エイルは一番手前にいるオーガの心臓めがけて走り出した。

相手もそれをさせまいと、武器をエイルに振りかざす。


(当たったらまずい!)


エイルは直感で相手の攻撃を躱し、剣を振り下ろした。



―――浅い。

胸を切りつけられたが、明らかにコアに到達していない。

もう一回攻撃しないと……!



だが、構える前に別のオーガがエイルに狙いを定めた。

咄嗟に防御を取ったが、そのまま吹き飛ばされた。


「が……っ…………」


重傷ではないが、体の内部にダメージが行ってしまった。

口の中が鉄臭いにおいで充満した。


だが、まだ動ける。

エイルは力ずくで立ち上がった。

そして、再びオーガに向かって走っていった。



それでも、相変わらずエイルはオーガの攻撃を食らっていた。

攻撃、回避、ダメージ、攻撃、回避、ダメージ……

それをずっと繰り返しており、駆け付けた時よりもさらにボロボロになっていた。


「ユリア、早く!あの子死んじゃう!!」

「分かっとる!」


シルヴィの必死の訴えに対して、ユリアは遺物に注ぐ魔力量を増やした。

遺物の放つ輝きが、あともう少しで魔力が十分に溜まることを彼女に伝えていた。




その光に、オーガたちが反応した。

彼らはこのままではまずいと判断したようで、獲物をユリアに切り替えた。


近くの木に叩きつけられたエイルをよそに、オーガたちは一目散に彼女の方に走り始めた。

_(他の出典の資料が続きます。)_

PR #280, opened 2016-11-07
Leadership API + polling implementations

### LINKED ISSUE #278: High availability via leadership *detection*
As mentioned in the [`README`](./README.md), InfraKit can be run in replicas with one replica as the leader and the others in hot-standby.  This HA (high availability) feature is achieved not via native implementation of leader election but instead rely on an existing system -- to the spirit of the 'toolkit'.   This means we need a mechanism/ API for third-party systems to implement a way to notify InfraKit of leadership changes.  

Common strategies for this is to use a consensus based system like Consul, Zookeeper or Docker Swarm as the source of truth on which replica runs as the leader.   In addition, we should provide a default implementation that offers zero or very low friction for test driving the HA feature.  

This is also related to the storage / state management issue #244 since same consensus based system can also be leveraged for state persistence.

chungers:
Closes #278 

  + Simple API defined for leadership detection.  See `leader.go`
  + Two implementations are included:
    
    - Simple disk file.  To be used over a shared filesystem (e.g. NFS mount), this implementation checks for the leadership by comparing the value of a file.  If a named instance (the caller) is given an id, we can determine leadership by comparing the value of the file with the name of the instance.   This is the easiest way and is good for local testing.
     - Leadership via Swarm mode -- uses Docker API / Swarm mode to decide if *this* instance is running as leader.  This assumes InfraKit replicas are running on Docker swarm manager nodes.

### DIFF
--- a/leader/file/file.go
+++ b/leader/file/file.go
@@ -4,33 +4,12 @@ import (
 	"fmt"
 	"io/ioutil"
 	"os"
-	"os/user"
-	"path/filepath"
 	"strings"
 	"time"
 
 	log "github.com/Sirupsen/logrus"
 	"github.com/docker/infrakit/leader"
 )
-
-const (
-	// LeaderFileEnvVar is the environment variable that may be used to customize the plugin leader detection
-	LeaderFileEnvVar = "INFRAKIT_LEADER_FILE"
-)
-
-// DefaultLeaderFile is the file that this detector uses to decide who the leader is.
-// In a mult-host set up, it's assumed that the file system would be share (e.g. NFS mount or S3 FUSE etc.)
-func DefaultLeaderFile() string {
-	if leaderFile := os.Getenv(LeaderFileEnvVar); leaderFile != "" {
-		return leaderFile
-	}
-
-	home := os.Getenv("HOME")
-	if usr, err := user.Current(); err == nil {
-		home = usr.HomeDir
-	}
-	return filepath.Join(home, ".infrakit/leader")
-}
 
 // NewDetector return an implementation of leader detector
 // This implementation checks a file for its content.  If the content matches the id of the detector
--- a/leader/file/file.go
+++ b/leader/file/file.go
@@ -1,0 +1,59 @@
+package file
+
+import (
+	"fmt"
+	"io/ioutil"
+	"os"
+	"os/user"
+	"path/filepath"
+	"strings"
+	"time"
+
+	log "github.com/Sirupsen/logrus"
+	"github.com/docker/infrakit/leader"
+)
+
+const (
+	// LeaderFileEnvVar is the environment variable that may be used to customize the plugin leader detection
+	LeaderFileEnvVar = "INFRAKIT_LEADER_FILE"
+)
+
+// DefaultLeaderFile is the file that this detector uses to decide who the leader is.
+// In a mult-host set up, it's assumed that the file system would be share (e.g. NFS mount or S3 FUSE etc.)
+func DefaultLeaderFile() string {
+	if leaderFile := os.Getenv(LeaderFileEnvVar); leaderFile != "" {
+		return leaderFile
+	}
+
+	home := os.Getenv("HOME")
+	if usr, err := user.Current(); err == nil {
+		home = usr.HomeDir
+	}
+	return filepath.Join(home, ".infrakit/leader")
+}
+
+// NewDetector return an implementation of leader detector
+// This implementation checks a file for its content.  If the content matches the id of the detector
+// then this instance is the leader.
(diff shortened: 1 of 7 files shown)


leader/file/file_test.go
```diff
@@ -0,0 +1,85 @@
...
+	"testing"
+	"time"
+
+	"github.com/docker/infrakit/leader"
+	"github.com/stretchr/testify/require"
+)
+
+func TestFileDetector(t *testing.T) {
+
+	file := filepath.Join(os.TempDir(), fmt.Sprintf("%d", time.Now().UnixNano()))
```
wfarner: This can be replaced with something like

```go
file := ioutil.TempFile("", "infrakit-file-test")
```

leader/leader.go
```diff
@@ -0,0 +1,35 @@
+package leader
+
+// Status indicates leadership status
+type Status int
+
+const (
+	// StatusNotLeader means the current node is not a leader
+	StatusNotLeader Status = iota
```
wfarner: Following suit with a nit you filed on `UnknownHealth` - the type is already `Status`, so should `Status` be removed from these consts?

leader/poller.go
```diff
@@ -0,0 +1,75 @@
...
+				event.Error = err
+			} else {
+				if isLeader {
+					event.Status = StatusLeader
+				} else {
+					event.Status = StatusNotLeader
+				}
+			}
+
+			l.leaderChan <- event
```
wfarner: How would you feel about making events edge-triggered instead of 'pings'?  In addition to making the system more chatty (and natural to build with an external event-based system), it will make it more apparent where to add support for something like timeouts for unknown leadership.

This should just be a matter of tracking the last event sent and suppressing if equal.

leader/poller_test.go
```diff
@@ -0,0 +1,38 @@
...
+			break
+		}
+	}
+
+	// Expect 1 event from the channel
+	event := <-events
+	require.Equal(t, StatusLeader, event.Status)
+
+	// Expect proper stopping
+	detector.Stop()
```
wfarner: After this can you do another read from `events` to ensure that it was closed?

leader/swarm/swarm_test.go
```diff
@@ -0,0 +1,51 @@
...
+
+	count := 10
+	for event := range events {
+		require.Equal(t, leader.StatusLeader, event.Status)
+		count += -1
+		if count == 0 {
+			detector.Stop()
+		}
+	}
+	// tests that we will stop cleanly here
```
wfarner: Comment seems out of place

leader/file/file.go
```diff
@@ -0,0 +1,59 @@
...
+)
+
+const (
+	// LeaderFileEnvVar is the environment variable that may be used to customize the plugin leader detection
+	LeaderFileEnvVar = "INFRAKIT_LEADER_FILE"
+)
+
+// DefaultLeaderFile is the file that this detector uses to decide who the leader is.
+// In a mult-host set up, it's assumed that the file system would be share (e.g. NFS mount or S3 FUSE etc.)
+func DefaultLeaderFile() string {
```
wfarner: This is unused, can you hold off until we have a caller?

leader/leader.go
```diff
@@ -0,0 +1,35 @@
...
+
+	// StatusLeader means the current node / instance is a leader
+	StatusLeader
+
+	// StatusUnknown indicates some exception happened while determining leadership.  Consumer will interpret accordingly.
+	StatusUnknown
+)
+
+// CheckLeaderFunc is all that a special backend needs to implement.  It can be used with the
+// NewPoller function to return a polling implementation of the Detector interface.
```
wfarner: This doc tells more about integration than what the function is.  If i were looking to integrate, i'd want to know what true/false mean, and when i should return an `error` (i.e. what happens if i return error?)

leader/file/file_test.go
chungers: done

leader/poller.go
chungers: Edge trigger is actually implemented in the consumer of this (PR coming).  There's already a single implementation that applies a uniform handling of this 'raw' leadership data.

leader/poller_test.go
chungers: done

leader/swarm/swarm_test.go
chungers: replaced with another check on the channel to ensure it's closed.

leader/file/file.go
chungers: This is actually better in a `cmd`/ main that uses the library.  Moving to that.

leader/leader.go
chungers: Removed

エイルが止めようと立ち上がった際に、ラトーの言葉を思い出した。


『気を逸らせれば、心臓にあるコアを狙いやすくなると思いますよ?』


今、相手はエイルに背中を向けている。

絶好のチャンスだ。




エイルは静かに剣を構えると、一番手前にいるオーガの心臓に剣先を向けた。

そしてそのまま悟られないように、音を立てずに急接近した。


「!!??」


エイルはオーガの心臓を貫いた。

オーガは何が起きたのか分からないまま、灰と化した。


「た、倒した……?」


一部始終を見ていたフィーネは、驚きを隠せなかった。

オーガは新人が倒せるような魔物ではない。

状況が味方してくれたというのもあるが、エイルがここまで張り合えるとは想像していなかった。



しかし、まだ残り三体いる。

一体は何とかなったが、完全にエイルに狙いを定めている。

もう気を逸らす手段は残っていない。


正面から挑んだら、また無駄にダメージを受けるだけだ。

全身の打たれた痛みに耐えながら、エイルは必死に頭を回転させた。


「新人はん!

離れてください!!」


ユリアが持つエクスケッススは、とてもまぶしい緑色の光を放っていた。

オーガたちもそれに気づいたようで、彼女の方を見た。

そのすきに、エイルは逃げの体制をとった。


「食らいなさい!!」


ユリアがオーガたちに向かって投げると、エクスケッススから緑色の稲妻が放たれ始めた。

それがどんどん強くなっていき、今にも中にある魔力が暴発しそうに見える。


エイルが慌ててその場を離れようとしたが、度重なるダメージと疲労で急に力が抜けてしまった。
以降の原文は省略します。